What this task involves:
Filter out all lines without the word "deployed" from the data below, please, and copy the rest.
◇ ◇ ◇
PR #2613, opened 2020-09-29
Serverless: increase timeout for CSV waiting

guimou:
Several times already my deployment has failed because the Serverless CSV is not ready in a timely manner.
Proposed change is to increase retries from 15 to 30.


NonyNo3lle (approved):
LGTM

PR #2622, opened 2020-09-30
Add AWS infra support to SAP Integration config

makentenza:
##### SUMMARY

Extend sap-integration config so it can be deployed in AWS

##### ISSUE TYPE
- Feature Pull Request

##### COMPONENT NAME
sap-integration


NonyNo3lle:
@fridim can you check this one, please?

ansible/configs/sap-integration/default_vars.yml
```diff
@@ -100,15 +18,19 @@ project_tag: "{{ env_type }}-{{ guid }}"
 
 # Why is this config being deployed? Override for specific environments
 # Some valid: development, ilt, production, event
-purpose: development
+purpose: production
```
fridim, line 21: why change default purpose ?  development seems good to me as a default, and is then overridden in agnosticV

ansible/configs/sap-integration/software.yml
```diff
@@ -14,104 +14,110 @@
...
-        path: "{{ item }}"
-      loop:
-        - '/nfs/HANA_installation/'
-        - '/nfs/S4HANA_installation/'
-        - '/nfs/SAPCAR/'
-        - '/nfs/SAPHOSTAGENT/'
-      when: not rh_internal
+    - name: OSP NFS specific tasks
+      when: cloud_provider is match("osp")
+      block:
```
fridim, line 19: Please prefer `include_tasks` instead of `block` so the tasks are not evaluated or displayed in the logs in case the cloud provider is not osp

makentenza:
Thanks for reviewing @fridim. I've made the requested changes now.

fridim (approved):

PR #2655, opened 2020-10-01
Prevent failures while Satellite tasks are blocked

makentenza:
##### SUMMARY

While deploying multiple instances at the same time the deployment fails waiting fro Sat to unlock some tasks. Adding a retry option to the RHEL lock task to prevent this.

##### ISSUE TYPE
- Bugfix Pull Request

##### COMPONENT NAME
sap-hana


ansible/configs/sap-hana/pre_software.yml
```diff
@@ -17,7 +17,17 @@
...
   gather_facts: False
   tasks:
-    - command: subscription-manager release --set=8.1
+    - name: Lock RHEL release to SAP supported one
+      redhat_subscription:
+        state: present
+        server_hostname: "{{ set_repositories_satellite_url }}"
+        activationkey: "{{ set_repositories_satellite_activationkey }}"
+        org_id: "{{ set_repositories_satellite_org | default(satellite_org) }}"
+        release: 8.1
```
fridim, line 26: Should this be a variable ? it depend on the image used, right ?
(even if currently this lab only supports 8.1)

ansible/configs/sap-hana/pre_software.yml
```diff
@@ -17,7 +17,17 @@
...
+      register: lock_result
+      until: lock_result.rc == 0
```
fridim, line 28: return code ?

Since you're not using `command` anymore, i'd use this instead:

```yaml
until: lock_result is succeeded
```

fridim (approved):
◇ ◇ ◇
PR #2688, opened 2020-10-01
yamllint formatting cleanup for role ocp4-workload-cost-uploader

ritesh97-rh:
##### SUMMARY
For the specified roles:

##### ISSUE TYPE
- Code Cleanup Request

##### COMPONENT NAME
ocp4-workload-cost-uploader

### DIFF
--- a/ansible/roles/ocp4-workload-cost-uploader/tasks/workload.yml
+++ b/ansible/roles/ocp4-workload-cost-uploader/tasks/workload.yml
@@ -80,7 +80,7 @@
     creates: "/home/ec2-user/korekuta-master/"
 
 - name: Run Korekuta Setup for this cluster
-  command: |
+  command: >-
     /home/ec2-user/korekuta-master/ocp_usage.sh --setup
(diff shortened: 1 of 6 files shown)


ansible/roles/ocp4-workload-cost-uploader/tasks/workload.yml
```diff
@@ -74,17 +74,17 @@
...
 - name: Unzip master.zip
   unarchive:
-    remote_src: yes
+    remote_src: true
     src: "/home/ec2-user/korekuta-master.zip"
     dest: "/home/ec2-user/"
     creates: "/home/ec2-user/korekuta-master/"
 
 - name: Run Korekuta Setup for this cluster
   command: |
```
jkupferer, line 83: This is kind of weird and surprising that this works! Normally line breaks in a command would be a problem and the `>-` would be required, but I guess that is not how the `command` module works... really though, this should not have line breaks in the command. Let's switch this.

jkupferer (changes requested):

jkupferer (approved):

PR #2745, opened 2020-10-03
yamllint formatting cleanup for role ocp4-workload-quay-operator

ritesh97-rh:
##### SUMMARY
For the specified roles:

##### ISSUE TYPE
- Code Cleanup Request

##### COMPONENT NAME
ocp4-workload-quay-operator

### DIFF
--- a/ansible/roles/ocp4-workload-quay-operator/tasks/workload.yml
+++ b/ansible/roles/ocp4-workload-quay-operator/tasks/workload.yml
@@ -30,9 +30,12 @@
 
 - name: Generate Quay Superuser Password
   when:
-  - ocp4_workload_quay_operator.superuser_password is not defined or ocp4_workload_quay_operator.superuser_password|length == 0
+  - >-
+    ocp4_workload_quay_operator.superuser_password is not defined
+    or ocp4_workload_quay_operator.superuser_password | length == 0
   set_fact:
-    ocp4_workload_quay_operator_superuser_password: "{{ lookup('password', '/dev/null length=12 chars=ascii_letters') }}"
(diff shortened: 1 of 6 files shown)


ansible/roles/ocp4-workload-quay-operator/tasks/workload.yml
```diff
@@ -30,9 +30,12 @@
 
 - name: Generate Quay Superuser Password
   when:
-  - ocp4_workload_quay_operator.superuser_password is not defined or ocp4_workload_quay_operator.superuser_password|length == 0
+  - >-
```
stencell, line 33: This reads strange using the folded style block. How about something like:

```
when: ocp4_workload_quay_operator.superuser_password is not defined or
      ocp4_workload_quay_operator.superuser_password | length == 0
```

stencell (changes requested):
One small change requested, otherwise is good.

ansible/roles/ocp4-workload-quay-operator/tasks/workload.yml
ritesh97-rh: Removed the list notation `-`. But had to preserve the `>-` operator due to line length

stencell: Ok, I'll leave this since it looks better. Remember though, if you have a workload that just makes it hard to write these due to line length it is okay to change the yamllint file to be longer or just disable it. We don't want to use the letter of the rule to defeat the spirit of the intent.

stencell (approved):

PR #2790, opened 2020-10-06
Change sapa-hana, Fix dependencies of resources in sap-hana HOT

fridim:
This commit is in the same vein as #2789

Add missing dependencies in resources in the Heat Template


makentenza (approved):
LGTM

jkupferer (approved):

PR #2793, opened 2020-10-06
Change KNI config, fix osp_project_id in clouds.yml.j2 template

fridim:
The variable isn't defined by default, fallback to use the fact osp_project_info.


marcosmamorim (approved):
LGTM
◇ ◇ ◇
Response:
Extend sap-integration config so it can be deployed in AWS
 # Why is this config being deployed? Override for specific environments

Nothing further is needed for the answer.